[Records excerpted from a collection]:
....................

PR #56, opened 2026-07-28
fix(bench): decide G3 writer degrades from parsed gaps, not raw bytes

### LINKED ISSUE #52: G3 functional-smoke gate false-flags writer degrades on clean runs (raw-text scan matches pipeline.js's own source literals)
## Problem / Goal

`bench/runner/check.py`'s G3 gate decides writer-degradation by regex-matching the **raw text** of every collected artifact before it ever tries anything structured. `_scan_degrade_text` (`bench/runner/check.py:302-327`) does:

```python
matched = bool(_DEGRADE_RE.search(text))          # line 316 — raw text, always runs first
if not matched and path.suffix == ".json":        # line 317 — only reached if the raw scan missed
    ...
    matched = any(_DEGRADE_RE.search(g) for g in _gaps_strings(data))
```

`_DEGRADE_RE` is `r"(no write proof|partial-artifacts|partial.artifacts)"` (case-insensitive). The scanned artifact set (`_DEGRADE_SCAN_PATTERNS`, `check.py:60-61`) includes `workflows/wf_*.json`, and that collected record embeds the **entire pipeline bundle** in its `script` field. The bundle's own source contains those literals as normal gap-text strings it emits at runtime (`materializeVerifySlices` writes `"...(no write proof)"`, `writeArtifacts` writes `"partial-artifacts"`). So the raw-text scan matches on **every** run that collects a `wf_*.json` record, regardless of whether that run's `result.gaps` actually contains a degrade entry — the structured check at line 317 never gets a chance to run once the raw scan already matched.

Cost of leaving this alone: most currently-open work-queue issues name the per-sub-release functional smoke as their verification gate (see Requirements section of issues #22, #24, #25, #26, #27, #47, #50). Until this is fixed, "the smoke passed" carries near-zero information about writer-degradation specifically — as demonstrated below, 2 of the 3 PRs in today's smoke were false-flagged by G3 while their actual `gaps` were clean.

Goal: G3 determines writer-degrade status from each artifact's **parsed structure** (`result.gaps` / `gaps`) wherever a structured representation exists, and falls back to raw-text scanning only for carriers that have none.

**Important:** G3 has a second, independent half — the `origin=unknown` scan over `code-gauntlet-findings-*.json` (`check.py:~497`) — that is sound and caught a real failure in today's same smoke run (discourse-graphite#6, 5 findings). A fix here must not touch or weaken that signal.

This needs its own issue rather than a comment on #28: #28 (which codified the measurement policy this checker implements) is **closed**, and a closed issue is not picked up as work. An evidence comment describing this same defect was already posted on #28 today for the record, but the fix itself belongs here.

## Requirements

1. For an artifact with a structured JSON representation that carries a `gaps` array (or equivalent), G3 must determine writer-degrade status from that parsed structure — not from a raw-text regex scan of the file's bytes.
2. The `origin=unknown` detection (`check.py:~497`, scanning `code-gauntlet-findings-*.json`) is unmodified by this fix.
3. Raw-text scanning may remain the mechanism only for carriers that have no structured `gaps` representation to parse; the fix documents explicitly which carriers those are (e.g., `code-gauntlet-report-*.md`).
4. A new regression test asserts: a `workflows/wf_*.json` record whose `script` field contains the literal degrade substrings (as `pipeline.js`'s own source does — this is exactly today's false-positive shape) but whose `result.gaps` is clean, does **not** fail G3.
5. A new regression test asserts: a run whose `result.gaps` genuinely contains a `no write proof` / `partial-artifacts` entry **does** fail G3 (this is the existing sound behavior and must survive the fix — `bench/tests/test_check.py::test_workflow_return_partial_artifacts_gap_fails_g3` already covers one such case and must keep passing).

## Evidence

Literal counts in the committed bundle (2026-07-27):

```
$ grep -c "partial-artifacts" workflows/pipeline.js
6
$ grep -c "no write proof" workflows/pipeline.js
4
$ grep -n "no write proof" workflows/pipeline.js
2698:      return { ok: false, reason: 'slice-input writer echo did not cover all dispatched slice paths (no write proof)' };
3472:      return partial('writer echo did not account for all four planned artifact paths (no write proof)', extraGaps);
3569:    return fail('writer echo did not cover all three primary artifact paths (no write proof)');
3676:    if (!writtenPaths.has(p)) return { ok: false, reason: `assemble receipt did not write ${p} (no write proof)` };
$ wc -c workflows/pipeline.js
230311 workflows/pipeline.js
```

The scan-order bug, verbatim from the current source (2026-07-27):

```
bench/runner/check.py:302-327 (_scan_degrade_text):
        try:
            text = path.read_text(encoding="utf-8", errors="replace")
        except OSError:
            continue
        matched = bool(_DEGRADE_RE.search(text))
        if not matched and path.suffix == ".json":
            try:
                data = json.loads(text)
            except (json.JSONDecodeError, ValueError):
                data = None
            if data is not None:
                matched = any(_DEGRADE_RE.search(g) for g in _gaps_strings(data))
        if matched and label not in seen:
            seen.add(label)
            hits.append(label)
```

Reproduced against today's 3-PR functional smoke (`bench/workspace/runs/smoke-20260727-205454-f99d948`, commit `f99d948`), 2026-07-27:

```
$ python3 bench/run.py --check smoke-20260727-205454-f99d948
  FAIL: pr-ai-code-review-evaluation-discourse-graphite-6:code-gauntlet-findings-267d8be1.json[0..4]: origin=unknown (verify/slice degrade)
  FAIL: pr-ai-code-review-evaluation-discourse-graphite-6: writer degrade signal in workflows/wf_089793e7-ca8.json (no-write-proof / partial-artifacts)
  FAIL: pr-ai-code-review-evaluation-discourse-graphite-6: writer degrade signal in raw.json (no-write-proof / partial-artifacts)
  FAIL: pr-ai-code-review-evaluation-discourse-graphite-6: writer degrade signal in code-gauntlet-report-267d8be1.md (no-write-proof / partial-artifacts)
  FAIL: pr-calcom-cal.com-22345: writer degrade signal in workflows/wf_a6eaf1a7-e1f.json (no-write-proof / partial-artifacts)
  FAIL: pr-grafana-grafana-80329: writer degrade signal in workflows/wf_cb7cea68-9a4.json (no-write-proof / partial-artifacts)
Check smoke-20260727-205454-f99d948: ok=False pr_dirs=3 comments=21 findings_files=3 workflow_records=3 script_paths=3 unknown_origin=5
```

The grafana and cal.com flags are false positives — their parsed `result.gaps` is clean (only tolerated `artifact-content-proof` entries, a distinct and pre-existing content-divergence issue tracked separately) and `result.artifactPaths` is fully populated:

```
$ python3 -c "
import json
data = json.load(open('bench/workspace/runs/smoke-20260727-205454-f99d948/pr-grafana-grafana-80329/workflows/wf_cb7cea68-9a4.json'))
result = data['result']
print('gaps:', json.dumps(result['gaps'], indent=2))
print('artifactPaths:', json.dumps(result['artifactPaths'], indent=2))
"
gaps: [
  "artifact-content-proof: .../code-gauntlet-findings-04cfa3bf.json bytes on disk differ from the payload handed to the writer (expected 31595 chars/checksum fnv1a32:0xe43688ef, got 31579/fnv1a32:0x6554cf07)",
  "artifact-content-proof: derived document .../code-gauntlet-post-review-04cfa3bf.json does not match the pipeline's own derivation ...",
  "artifact-content-proof: derived document .../code-gauntlet-checkpoint-all-04cfa3bf.json does not match the pipeline's own derivation ..."
]
artifactPaths: {
  "findings": ".../code-gauntlet-findings-04cfa3bf.json",
  "report": ".../code-gauntlet-report-04cfa3bf.md",
  "postReview": ".../code-gauntlet-post-review-04cfa3bf.json",
  "checkpoints": ".../code-gauntlet-checkpoint-all-04cfa3bf.json"
}
```

None of those three `gaps` entries contain "no write proof" or "partial-artifacts" (verified: `_gaps_strings` over this exact structure returns no `_DEGRADE_RE` match), yet G3 still failed this PR — because `_scan_degrade_text` matched the raw `script` field of `wf_cb7cea68-9a4.json` (223,721 chars, containing the pipeline bundle) before ever reaching the structured branch. Same shape for cal.com#22345.

By contrast, discourse-graphite#6's G3 failures are **real**: its `result.gaps` for `writeArtifacts` reads `"assemble script reported failure (expected artifact is not valid JSON: ... Expecting ',' delimiter: line 99 column 182 ...) — artifacts not persisted (partial-artifacts)"`, and `artifactPaths` is entirely `null` — a genuine writer failure (tracked as Issue 2). Its `origin=unknown` gate hit is also real (verify nonce mismatch, tracked as Issue 3).

Corroborating evidence already on record: a same-day comment on the (closed) issue #28 thread from the repo owner independently reproduces this exact defect and its false-positive count (2 of 3 PRs).

- Invert the existing order for `.json` carriers: parse first and scan `result.gaps` via the already-present `_gaps_strings()` helper; fall back to the raw-text scan only when the file fails to parse as JSON at all (mirroring the JSON-decode-failure fallback path that already exists at line 318-321, just promoted to the primary path for JSON carriers).
- Keep the raw-text scan as the sole mechanism for non-JSON carriers (`code-gauntlet-report-*.md`) where there is no `gaps` structure to consult — `test_report_degrade_fails_g3` already covers this shape and should be unaffected.

## Out of scope

- The `origin=unknown` scan (G3's other half) — untouched, already sound, and validated against a real failure in today's smoke.
- Any change to what the pipeline itself (`workflows/src/stages.js`) treats as a degrade signal or writes into `gaps` — this is a bench-side detection bug only, not a pipeline behavior change.
- The underlying writer-transcription defect that discourse-graphite#6 genuinely surfaced (Issue 2) and the verify nonce-mismatch defect (Issue 3) — this issue is scoped to the checker's false-positive detection logic only.

## Verification

Tier: **suites-only** — this is a bench-harness detection-logic fix, not a pipeline behavior change. `bench/tests/test_check.py` (extended per Requirements 4–5) plus the existing suite must pass. As a live confirmation once landed, re-running `python3 bench/run.py --check smoke-20260727-205454-f99d948` against the already-collected smoke artifacts should show G3 passing for grafana/cal.com and still correctly failing for discourse-graphite (tracked separately by Issues 2 and 3).

leehopper:
Closes #52.

## Problem

G3's writer-degrade half raw-text-scanned each carrier's whole bytes **first**, and only consulted parsed structure if that scan missed. Every collected `workflows/wf_*.json` embeds the ~230 KB `workflows/pipeline.js` bundle in its `script` field, and the bundle's own source carries the sentinels as ordinary string constants (`no write proof` ×4, `partial-artifacts` ×6) — so every wf record matched, always.

In the 2026-07-27 smoke, 2 of 3 PRs were false-flagged while their `result.gaps` were clean. Since most open work-queue issues name that smoke as their verification gate, "the smoke passed" carried near-zero information about writer degradation specifically.

## Fix

`_DEGRADE_CARRIER_POLICY` classifies each carrier, and `_DEGRADE_SCAN_PATTERNS` is **derived from its keys** so the two cannot desync. Lookup is direct indexing, so an unclassified future pattern raises rather than guessing.

| Carrier | Policy | Why |
|---|---|---|
| `workflows/wf_*.json` | structured | owns `result.gaps`; embeds the bundle in `script` |
| `code-gauntlet-checkpoint-all-*.json` | structured | owns a real `gaps` array |
| `raw.json` | text | envelope; signal is prose in `.result`, no `gaps` array exists |
| `code-gauntlet-report-*.md` | text | not JSON |

A structured carrier is judged **solely** by its parsed `gaps` array. The load-bearing detail: presence of any gaps list — *including an empty one* — settles it. Treating "gaps present but clean" as "no gaps" would send the healthy `result.gaps == []` shape back to the byte scan and the bug would return.

A structured carrier that will not parse, or has no `gaps` at all, is still scanned rather than reported clean — silently passing an artifact we could not read would be a new way to lose a run — but with the bundle-bearing `script` value blanked first. That blanking is scoped to structured carriers only: its unterminated-field pattern necessarily runs to end-of-text, so applying it to a text carrier could swallow genuine trailing prose, and text carriers never embed the bundle (measured 0/131 `raw.json`, 0/27 report `.md`).

The `origin=unknown` half of G3 is untouched (requirement 2).

## Validation

Tier: **suites-only**, per the issue.

| Check | Result |
|---|---|
| `pytest bench/tests/ -q` | 529 passed (522 on main, +7 new) |
| `pytest tests/ -q` | 763 passed |
| `node --test workflows/test/*.test.js` | 392 passed |

**Full-corpus sweep** — old vs new `_scan_degrade_text` across all 137 pr-dirs in 29 run dirs: exactly **2** flags disappear (grafana#80329, cal.com#22345), both confirmed false positives (parsed gaps hold only `artifact-content-proof` checksum entries; a whole-structure walk excluding `script`/`gaps` found zero sentinels in any sibling field). **0 genuine-signal regressions, 0 new flags.**

**Live confirmation** — `python3 bench/run.py --check smoke-20260727-205454-f99d948`: grafana and cal.com clear; discourse-graphite's 3 genuine hits (wf record, `raw.json`, report `.md`) and its 5 `origin=unknown` findings all preserved. The remaining `pipeline_version '3.2.0' != '3.2.1'` lines are pre-existing G4 drift — HEAD has moved past the smoke commit — and are present on main too.

## Tests added

Requirements 4 and 5 are covered by `test_wf_script_field_bundle_literals_do_not_fail_g3` and `test_wf_script_field_bundle_literals_with_genuine_gap_fails_g3`; the pre-existing `test_workflow_return_partial_artifacts_gap_fails_g3` passes unmodified. Also added: unparseable-record handling in both directions, structured-carrier authority over stray bytes, text-carrier prose preservation, and a policy/pattern coverage guard.

Independently verified that 4 of the 7 new tests fail against `main` (real regression guards); 2 are the negative controls requirement 5 asks for; 1 guards the text-carrier scoping described above.

## Known, non-blocking

- A structured carrier with `gaps == []` but a genuine signal in a *sibling* field is not flagged. This is the design requirement 1 mandates; `raw.json` independently carries the same signal as prose, and CLAUDE.md documents that `writeArtifacts` reports gaps exclusively via `gaps[]`.
- Unrelated and pre-existing (identical on main): `_DEGRADE_RE`'s third alternative `partial.artifacts` has an unescaped `.`, so it also matches `partial artifacts` / `partialXartifacts` in prose — a false-positive vector for the two text carriers. Out of scope here; worth its own issue.

https://claude.ai/code/session_01PTKzwKm4YbznKaw9gteQJC

---

> [!NOTE]
> **Low Risk**
> Changes are limited to the mechanical smoke checker and its tests; behavior is regression-tested and removes known false positives without dropping real degrade signals on text carriers.
> 
> **Overview**
> Fixes **false G3 smoke failures** where every `workflows/wf_*.json` looked degraded because the checker regex-scanned full artifact bytes before consulting structure. Those records embed the whole `workflows/pipeline.js` bundle in `script`, and the bundle source contains the “no write proof” / “partial-artifacts” phrases as literals.
> 
> G3 now uses **`_DEGRADE_CARRIER_POLICY`**: `wf_*.json` and checkpoint JSON are **structured** and judged only from parsed `gaps` (including `gaps: []` as clean). Unparseable or gap-less structured files fall back to a text scan with the `script` value blanked via escape-aware regex. **`raw.json` and report markdown stay text-only** scans with no script stripping.
> 
> `bench/MEASUREMENT.md` gate 3 text matches this behavior. **Seven new tests** cover bundle literals, genuine gaps, truncated JSON, policy sync, and text-carrier scoping.
> 
> <sup>Reviewed by [Cursor Bugbot](https://cursor.com/bugbot) for commit a3c923ff0bd5e3a0c725ab5f88edc4a57631cda0. Bugbot is set up for automated code reviews on this repo. Configure [here](https://www.cursor.com/dashboard/bugbot).</sup>

### DIFF
--- a/bench/runner/check.py
+++ b/bench/runner/check.py
@@ -50,7 +50,7 @@ _DEGRADE_RE = re.compile(
 
 # Value of a JSON ``"script"`` field — a workflow record's echo of the whole
 # pipeline bundle, whose own source carries the degrade sentinels as ordinary
-# string constants (issue #52). The escape-aware body is required: a naive
+# substrings (issue #52). The escape-aware body is required: a naive
 # ``[^"]*`` stops at the first ``\"`` and leaves most of the bundle behind.
 _SCRIPT_FIELD_RE = re.compile(r'"script"\s*:\s*"(?:\\.|[^"\\])*"', re.DOTALL)
 # The same field truncated mid-write, with no closing quote.
@@ -72,8 +72,9 @@ PIPELINE_REL = Path("workflows") / "pipeline.js"
 #   workflows/wf_*.json  carries the compact return at ``result.gaps``. It also
 #       echoes the whole ~230 KB workflows/pipeline.js bundle into its
 #       ``script`` field, and that bundle's source contains the sentinels as
-#       ordinary string constants ("no write proof" x4, "partial-artifacts"
-#       x6) — so a raw scan matches on EVERY collected record, degraded or not.
+#       ordinary substrings ("no write proof" x4 string/template literals;
+#       "partial-artifacts" x6 — 1 string literal + 5 comments) — so a raw
+#       scan matches on EVERY collected record, degraded or not.
 #   code-gauntlet-checkpoint-all-*.json  the persisted checkpoint's ``gaps``.
 #
 # TEXT carriers have no ``gaps`` structure to parse, so a raw-text scan is the
@@ -337,20 +338,12 @@ def _gaps_lists(node):
             yield from _gaps_lists(value)
 
 
-def _gaps_strings(node):
-    """Yield string entries from any ``gaps`` array nested under ``node``."""
-    for gaps in _gaps_lists(node):
-        for item in gaps:
-            if isinstance(item, str):
-                yield item
-
-
 def _strip_script_field(text):
     """Blank out any JSON ``"script"`` field value ahead of a raw-text scan.
 
     ``workflows/wf_*.json`` echoes the entire pipeline bundle into that field,
     and the bundle's own source carries the degrade sentinels as ordinary
-    string constants (issue #52). Handles both a well-formed value and one
+    substrings (issue #52). Handles both a well-formed value and one
     truncated mid-write.
 
     Only STRUCTURED carriers get this treatment. The unterminated-field pattern
@@ -390,8 +383,14 @@ def _scan_degrade_text(pr_dir):
                 data = json.loads(text)
             except (json.JSONDecodeError, ValueError):
                 data = None
-            if data is not None and any(True for _ in _gaps_lists(data)):
-                matched = any(_DEGRADE_RE.search(g) for g in _gaps_strings(data))
+            gaps_lists = list(_gaps_lists(data)) if data is not None else []
+            if gaps_lists:
+                matched = any(
+                    _DEGRADE_RE.search(item)
+                    for gaps in gaps_lists
+                    for item in gaps
+                    if isinstance(item, str)
+                )
             else:
                 matched = bool(_DEGRADE_RE.search(_strip_script_field(text)))
         else:
--- a/bench/runner/check.py
+++ b/bench/runner/check.py
@@ -48,21 +48,57 @@ _DEGRADE_RE = re.compile(
     re.IGNORECASE,
 )
 
+# Value of a JSON ``"script"`` field — a workflow record's echo of the whole
+# pipeline bundle, whose own source carries the degrade sentinels as ordinary
+# string constants (issue #52). The escape-aware body is required: a naive
+# ``[^"]*`` stops at the first ``\"`` and leaves most of the bundle behind.
+_SCRIPT_FIELD_RE = re.compile(r'"script"\s*:\s*"(?:\\.|[^"\\])*"', re.DOTALL)
+# The same field truncated mid-write, with no closing quote.
+_SCRIPT_FIELD_OPEN_RE = re.compile(r'"script"\s*:\s*"(?:\\.|[^"\\])*\Z', re.DOTALL)
+
 # Expected pipeline entry relative to the plugin/repo root.
 PIPELINE_REL = Path("workflows") / "pipeline.js"
 
-# Where G3 looks for writer no-write-proof / partial-artifacts signals.
-# writeArtifacts puts that gap on the compact Workflow return (gaps[]), which
-# lands in collected workflows/wf_*.json and often in raw.json's .result text —
-# NOT in the persisted report/checkpoint (those are written before the echo
-# proof runs). Report/checkpoint remain scanned as secondary carriers.
+# Where G3 looks for writer no-write-proof / partial-artifacts signals, and how
+# each carrier is read (issue #52). writeArtifacts puts that gap on the compact
+# Workflow return (gaps[]), which lands in collected workflows/wf_*.json and
+# often in raw.json's .result text — NOT in the persisted report/checkpoint
+# (those are written before the echo proof runs). Report/checkpoint remain
+# scanned as secondary carriers.
+#
+# STRUCTURED carriers own a real ``gaps`` array, so that parsed array is the
+# authoritative — and only — signal consulted; their raw bytes are never
+# regex-scanned:
+#   workflows/wf_*.json  carries the compact return at ``result.gaps``. It also
+#       echoes the whole ~230 KB workflows/pipeline.js bundle into its
+#       ``script`` field, and that bundle's source contains the sentinels as
+#       ordinary string constants ("no write proof" x4, "partial-artifacts"
+#       x6) — so a raw scan matches on EVERY collected record, degraded or not.
+#   code-gauntlet-checkpoint-all-*.json  the persisted checkpoint's ``gaps``.
+#
+# TEXT carriers have no ``gaps`` structure to parse, so a raw-text scan is the
+# only mechanism that can ever see their signal:
+#   raw.json  the child CLI's result envelope, whose ``result`` is free prose
+#       (the model's final turn), never a nested ``gaps`` array. Measured over
+#       the retained corpus: 0/131 carry a structured ``gaps``, and 0/131 embed
+#       the bundle (max 9.5 KB — invoke.py never forwards Workflow tool-call
+#       inputs here), so scanning its bytes is both necessary and safe.
+#   code-gauntlet-report-*.md  markdown; there is no parse step to consult.
+#
 # Do not include bench-only fixture names such as deep-review-report.md.
-_DEGRADE_SCAN_PATTERNS = (
-    "workflows/wf_*.json",
-    "raw.json",
-    "code-gauntlet-report-*.md",
-    "code-gauntlet-checkpoint-all-*.json",
-)
+_DEGRADE_STRUCTURED = "structured"
+_DEGRADE_TEXT = "text"
+
+_DEGRADE_CARRIER_POLICY = {
+    "workflows/wf_*.json": _DEGRADE_STRUCTURED,
+    "raw.json": _DEGRADE_TEXT,
+    "code-gauntlet-report-*.md": _DEGRADE_TEXT,
+    "code-gauntlet-checkpoint-all-*.json": _DEGRADE_STRUCTURED,
+}
+
+# Single source of truth: the scanned patterns ARE the policy's keys, so the
+# two cannot desync. Scan order follows insertion order above.
+_DEGRADE_SCAN_PATTERNS = tuple(_DEGRADE_CARRIER_POLICY)
 
 
 def _load_json(path):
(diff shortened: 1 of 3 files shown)


leehopper (commented):
Code Gauntlet reviewed this PR (333 changed lines across bench/runner/check.py, bench/tests/test_check.py, bench/MEASUREMENT.md). 2 high-confidence findings survived validation and blind challenge (both LOW severity: a comment-accuracy nit and a simplification suggestion). No bugs or security issues found; the fix is well-scoped to the bench/ harness and covered by 5 new tests.

---
Generated by code-gauntlet | Reviewed up to: 899aeb58bfd3286246427cfec1fee5fd0c0b3957

bench/runner/check.py
```diff
@@ -48,21 +48,57 @@
...
+# scanned as secondary carriers.
+#
+# STRUCTURED carriers own a real ``gaps`` array, so that parsed array is the
+# authoritative — and only — signal consulted; their raw bytes are never
+# regex-scanned:
+#   workflows/wf_*.json  carries the compact return at ``result.gaps``. It also
+#       echoes the whole ~230 KB workflows/pipeline.js bundle into its
+#       ``script`` field, and that bundle's source contains the sentinels as
+#       ordinary string constants ("no write proof" x4, "partial-artifacts"
+#       x6) — so a raw scan matches on EVERY collected record, degraded or not.
```
leehopper: **💡 [LOW] "ordinary string constants" claim overcounts actual string literals for 'partial-artifacts'**

The new comment says the pipeline bundle contains the degrade sentinels as "ordinary string constants ('no write proof' x4, 'partial-artifacts' x6)". The x4 count for 'no write proof' is accurate (all four are genuine string/template literals), but only 1 of the 6 'partial-artifacts' occurrences in workflows/pipeline.js is an actual string constant (line 3418); the other five (lines 3393, 3408, 3476, 4185, 4385) are JS comments, not string constants. The substring-match reasoning for the fix still holds either way, but the specific factual claim about what kind of source construct carries the sentinel is inaccurate for 5/6 instances.

bench/runner/check.py
```diff
@@ -271,56 +307,95 @@ def _check_echo_identity(pr_dir, repo_root, label):
...
+        if _DEGRADE_CARRIER_POLICY[pattern] == _DEGRADE_STRUCTURED:
             try:
                 data = json.loads(text)
             except (json.JSONDecodeError, ValueError):
                 data = None
-            if data is not None:
+            if data is not None and any(True for _ in _gaps_lists(data)):
                 matched = any(_DEGRADE_RE.search(g) for g in _gaps_strings(data))
+            else:
+                matched = bool(_DEGRADE_RE.search(_strip_script_field(text)))
```
leehopper, line 395: **💡 [LOW] Non-idiomatic presence check plus redundant re-walk of the gaps tree**

Line 393's any(True for _ in _gaps_lists(data)) is an indirect way to ask 'does at least one gaps list exist', and immediately after, line 394's _gaps_strings(data) call internally re-invokes _gaps_lists(data), walking the same nested structure a second time. Materializing the generator once and reusing it removes both the unusual idiom and the duplicate traversal.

....................

Please report every line of the records above that contains the word "half".

[Written answer]:
**Important:** G3 has a second, independent half — the `origin=unknown` scan over `code-gauntlet-findings-*.json` (`check.py:~497`) — that is sound and caught a real failure in today's same smoke run (discourse-graphite#6, 5 findings). A fix here must not touch or weaken that signal.
- The `origin=unknown` scan (G3's other half) — untouched, already sound, and validated against a real failure in today's smoke.
G3's writer-degrade half raw-text-scanned each carrier's whole bytes **first**, and only consulted parsed structure if that scan missed. Every collected `workflows/wf_*.json` embeds the ~230 KB `workflows/pipeline.js` bundle in its `script` field, and the bundle's own source carries the sentinels as ordinary string constants (`no write proof` ×4, `partial-artifacts` ×6) — so every wf record matched, always.
The `origin=unknown` half of G3 is untouched (requirement 2).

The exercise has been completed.